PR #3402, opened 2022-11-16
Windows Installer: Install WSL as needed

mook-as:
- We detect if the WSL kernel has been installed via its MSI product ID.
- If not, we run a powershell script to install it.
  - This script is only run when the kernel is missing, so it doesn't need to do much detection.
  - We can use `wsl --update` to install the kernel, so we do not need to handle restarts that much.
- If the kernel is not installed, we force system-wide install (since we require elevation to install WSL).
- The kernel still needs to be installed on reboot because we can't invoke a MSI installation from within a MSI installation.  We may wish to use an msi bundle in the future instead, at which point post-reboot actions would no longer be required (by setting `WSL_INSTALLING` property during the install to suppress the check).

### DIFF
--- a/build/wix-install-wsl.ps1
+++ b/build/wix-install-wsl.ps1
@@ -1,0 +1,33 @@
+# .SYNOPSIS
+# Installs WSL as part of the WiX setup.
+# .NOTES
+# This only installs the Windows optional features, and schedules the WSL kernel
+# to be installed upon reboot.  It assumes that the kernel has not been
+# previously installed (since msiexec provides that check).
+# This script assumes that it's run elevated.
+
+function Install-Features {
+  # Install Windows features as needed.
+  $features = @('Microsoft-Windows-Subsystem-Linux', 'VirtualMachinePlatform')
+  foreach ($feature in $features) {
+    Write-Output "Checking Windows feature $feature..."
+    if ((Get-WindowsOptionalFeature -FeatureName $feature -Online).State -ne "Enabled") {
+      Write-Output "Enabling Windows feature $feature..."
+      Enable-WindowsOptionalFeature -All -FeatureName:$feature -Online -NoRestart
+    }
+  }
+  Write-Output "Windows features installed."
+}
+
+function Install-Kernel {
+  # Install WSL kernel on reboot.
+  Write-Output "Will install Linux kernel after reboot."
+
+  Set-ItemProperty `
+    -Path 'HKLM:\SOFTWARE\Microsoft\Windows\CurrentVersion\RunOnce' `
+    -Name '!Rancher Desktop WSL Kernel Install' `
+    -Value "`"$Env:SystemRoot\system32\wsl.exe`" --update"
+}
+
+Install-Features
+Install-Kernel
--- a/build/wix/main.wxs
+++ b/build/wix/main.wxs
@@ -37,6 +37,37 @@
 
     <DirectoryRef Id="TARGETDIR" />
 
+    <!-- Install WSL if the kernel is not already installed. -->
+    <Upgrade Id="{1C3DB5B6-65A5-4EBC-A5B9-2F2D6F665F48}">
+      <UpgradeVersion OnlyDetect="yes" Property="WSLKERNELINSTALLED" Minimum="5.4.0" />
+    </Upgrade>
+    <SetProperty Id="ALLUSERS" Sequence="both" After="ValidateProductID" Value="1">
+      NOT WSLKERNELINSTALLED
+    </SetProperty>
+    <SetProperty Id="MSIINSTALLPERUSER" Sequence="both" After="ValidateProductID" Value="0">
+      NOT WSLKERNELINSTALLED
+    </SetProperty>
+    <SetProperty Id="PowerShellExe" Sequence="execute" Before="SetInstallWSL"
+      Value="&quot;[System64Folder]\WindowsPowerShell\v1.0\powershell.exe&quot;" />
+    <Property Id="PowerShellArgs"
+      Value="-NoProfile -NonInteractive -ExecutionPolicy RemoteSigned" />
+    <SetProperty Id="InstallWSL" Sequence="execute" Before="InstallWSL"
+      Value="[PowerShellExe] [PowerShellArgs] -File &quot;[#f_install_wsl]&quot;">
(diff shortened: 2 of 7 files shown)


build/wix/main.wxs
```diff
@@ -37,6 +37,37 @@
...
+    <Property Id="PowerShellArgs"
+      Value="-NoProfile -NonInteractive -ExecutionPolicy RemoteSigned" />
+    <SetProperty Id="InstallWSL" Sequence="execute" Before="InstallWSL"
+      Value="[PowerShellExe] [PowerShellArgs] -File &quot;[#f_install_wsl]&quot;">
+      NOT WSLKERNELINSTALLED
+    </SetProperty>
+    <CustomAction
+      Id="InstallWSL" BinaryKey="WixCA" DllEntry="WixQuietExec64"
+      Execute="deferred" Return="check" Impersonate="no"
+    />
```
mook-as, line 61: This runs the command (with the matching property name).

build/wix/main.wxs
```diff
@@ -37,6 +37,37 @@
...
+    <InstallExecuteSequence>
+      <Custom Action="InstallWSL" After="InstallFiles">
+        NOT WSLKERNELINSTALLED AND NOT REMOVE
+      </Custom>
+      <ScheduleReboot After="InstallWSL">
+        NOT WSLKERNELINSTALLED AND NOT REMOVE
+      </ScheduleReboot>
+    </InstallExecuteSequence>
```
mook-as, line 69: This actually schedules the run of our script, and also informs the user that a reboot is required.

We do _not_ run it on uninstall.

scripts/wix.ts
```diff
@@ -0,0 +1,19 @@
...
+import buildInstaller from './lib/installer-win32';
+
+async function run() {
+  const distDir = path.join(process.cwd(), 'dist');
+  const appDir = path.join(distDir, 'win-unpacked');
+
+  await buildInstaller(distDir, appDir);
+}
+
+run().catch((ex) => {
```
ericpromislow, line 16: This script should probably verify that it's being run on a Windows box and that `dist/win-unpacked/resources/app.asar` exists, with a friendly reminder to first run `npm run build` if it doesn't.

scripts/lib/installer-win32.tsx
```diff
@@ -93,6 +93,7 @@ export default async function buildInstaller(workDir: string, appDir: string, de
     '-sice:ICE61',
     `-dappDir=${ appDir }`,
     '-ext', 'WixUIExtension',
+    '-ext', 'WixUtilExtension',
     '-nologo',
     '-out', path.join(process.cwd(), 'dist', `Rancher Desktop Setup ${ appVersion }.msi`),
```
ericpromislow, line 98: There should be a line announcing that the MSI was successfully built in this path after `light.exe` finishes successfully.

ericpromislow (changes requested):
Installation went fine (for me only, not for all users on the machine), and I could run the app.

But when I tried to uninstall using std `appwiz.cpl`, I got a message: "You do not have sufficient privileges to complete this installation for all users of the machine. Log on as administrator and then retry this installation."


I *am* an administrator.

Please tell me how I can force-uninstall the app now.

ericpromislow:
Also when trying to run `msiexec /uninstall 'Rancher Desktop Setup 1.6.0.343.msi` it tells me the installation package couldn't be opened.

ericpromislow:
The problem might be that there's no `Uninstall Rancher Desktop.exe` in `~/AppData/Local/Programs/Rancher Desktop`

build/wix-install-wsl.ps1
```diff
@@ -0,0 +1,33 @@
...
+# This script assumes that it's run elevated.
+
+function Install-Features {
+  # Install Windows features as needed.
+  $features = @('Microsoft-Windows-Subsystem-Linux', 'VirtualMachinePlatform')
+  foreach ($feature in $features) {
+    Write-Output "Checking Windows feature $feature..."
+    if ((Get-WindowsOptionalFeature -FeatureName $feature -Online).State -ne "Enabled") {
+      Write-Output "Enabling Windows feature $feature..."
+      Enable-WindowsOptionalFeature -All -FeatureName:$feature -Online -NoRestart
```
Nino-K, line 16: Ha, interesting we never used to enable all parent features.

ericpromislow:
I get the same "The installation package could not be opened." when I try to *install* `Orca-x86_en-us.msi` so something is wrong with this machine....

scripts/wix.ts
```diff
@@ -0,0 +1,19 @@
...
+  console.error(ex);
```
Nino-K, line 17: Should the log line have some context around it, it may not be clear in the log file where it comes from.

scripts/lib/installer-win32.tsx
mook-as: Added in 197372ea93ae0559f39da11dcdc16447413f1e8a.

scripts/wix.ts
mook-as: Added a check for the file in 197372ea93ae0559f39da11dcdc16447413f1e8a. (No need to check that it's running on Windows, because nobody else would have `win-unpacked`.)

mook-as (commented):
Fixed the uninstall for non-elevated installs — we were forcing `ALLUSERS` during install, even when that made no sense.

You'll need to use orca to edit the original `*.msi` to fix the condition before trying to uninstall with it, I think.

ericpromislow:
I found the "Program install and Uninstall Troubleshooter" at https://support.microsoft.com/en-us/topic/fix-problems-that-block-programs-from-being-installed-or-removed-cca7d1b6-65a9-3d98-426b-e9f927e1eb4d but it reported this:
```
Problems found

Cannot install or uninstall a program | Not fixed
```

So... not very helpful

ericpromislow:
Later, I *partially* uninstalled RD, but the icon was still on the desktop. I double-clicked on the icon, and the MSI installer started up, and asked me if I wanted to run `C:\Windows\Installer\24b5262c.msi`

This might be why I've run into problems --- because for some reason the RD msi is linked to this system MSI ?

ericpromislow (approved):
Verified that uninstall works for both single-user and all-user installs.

++++++++++++++++++++

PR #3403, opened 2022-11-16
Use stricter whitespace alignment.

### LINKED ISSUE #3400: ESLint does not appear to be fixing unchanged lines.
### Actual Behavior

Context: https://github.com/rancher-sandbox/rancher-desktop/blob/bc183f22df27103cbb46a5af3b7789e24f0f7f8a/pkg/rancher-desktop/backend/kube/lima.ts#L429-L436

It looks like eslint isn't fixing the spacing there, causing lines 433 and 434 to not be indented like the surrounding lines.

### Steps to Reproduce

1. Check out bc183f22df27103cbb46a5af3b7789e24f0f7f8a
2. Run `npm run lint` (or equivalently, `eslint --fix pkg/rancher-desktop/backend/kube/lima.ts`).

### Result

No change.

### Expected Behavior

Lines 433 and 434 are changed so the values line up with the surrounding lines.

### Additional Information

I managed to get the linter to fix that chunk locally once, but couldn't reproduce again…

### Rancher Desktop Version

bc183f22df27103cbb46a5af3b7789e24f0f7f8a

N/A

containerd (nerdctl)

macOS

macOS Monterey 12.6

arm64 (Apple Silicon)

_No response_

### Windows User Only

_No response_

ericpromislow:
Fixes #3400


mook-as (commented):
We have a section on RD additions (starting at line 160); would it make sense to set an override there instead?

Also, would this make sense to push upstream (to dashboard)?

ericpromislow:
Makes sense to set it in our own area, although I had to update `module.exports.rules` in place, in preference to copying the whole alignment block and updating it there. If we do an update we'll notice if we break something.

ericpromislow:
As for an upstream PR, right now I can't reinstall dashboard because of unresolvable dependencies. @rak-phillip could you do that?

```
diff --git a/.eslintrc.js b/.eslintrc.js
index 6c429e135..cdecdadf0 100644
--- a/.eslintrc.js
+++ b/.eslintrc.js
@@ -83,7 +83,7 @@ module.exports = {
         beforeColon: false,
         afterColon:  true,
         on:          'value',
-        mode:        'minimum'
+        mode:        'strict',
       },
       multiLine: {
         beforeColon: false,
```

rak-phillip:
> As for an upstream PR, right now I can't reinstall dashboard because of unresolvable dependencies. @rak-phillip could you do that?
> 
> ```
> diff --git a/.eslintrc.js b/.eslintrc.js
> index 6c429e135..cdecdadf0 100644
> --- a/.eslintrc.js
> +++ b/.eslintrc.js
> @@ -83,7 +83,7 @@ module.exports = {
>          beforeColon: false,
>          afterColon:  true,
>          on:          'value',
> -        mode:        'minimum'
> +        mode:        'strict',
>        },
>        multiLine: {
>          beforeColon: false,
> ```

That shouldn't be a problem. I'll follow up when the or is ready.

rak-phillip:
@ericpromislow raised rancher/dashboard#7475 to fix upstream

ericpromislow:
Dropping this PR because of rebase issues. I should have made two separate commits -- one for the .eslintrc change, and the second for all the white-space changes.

++++++++++++++++++++

ACTIVITY: From the line containing "PR #3402, opened 2022-11-16" down to the line containing "- If the kernel" in the material above, reproduce every line exactly, including the two end lines.

ANSWER BOX:
PR #3402, opened 2022-11-16
Windows Installer: Install WSL as needed

mook-as:
- We detect if the WSL kernel has been installed via its MSI product ID.
- If not, we run a powershell script to install it.
  - This script is only run when the kernel is missing, so it doesn't need to do much detection.
  - We can use `wsl --update` to install the kernel, so we do not need to handle restarts that much.
- If the kernel is not installed, we force system-wide install (since we require elevation to install WSL).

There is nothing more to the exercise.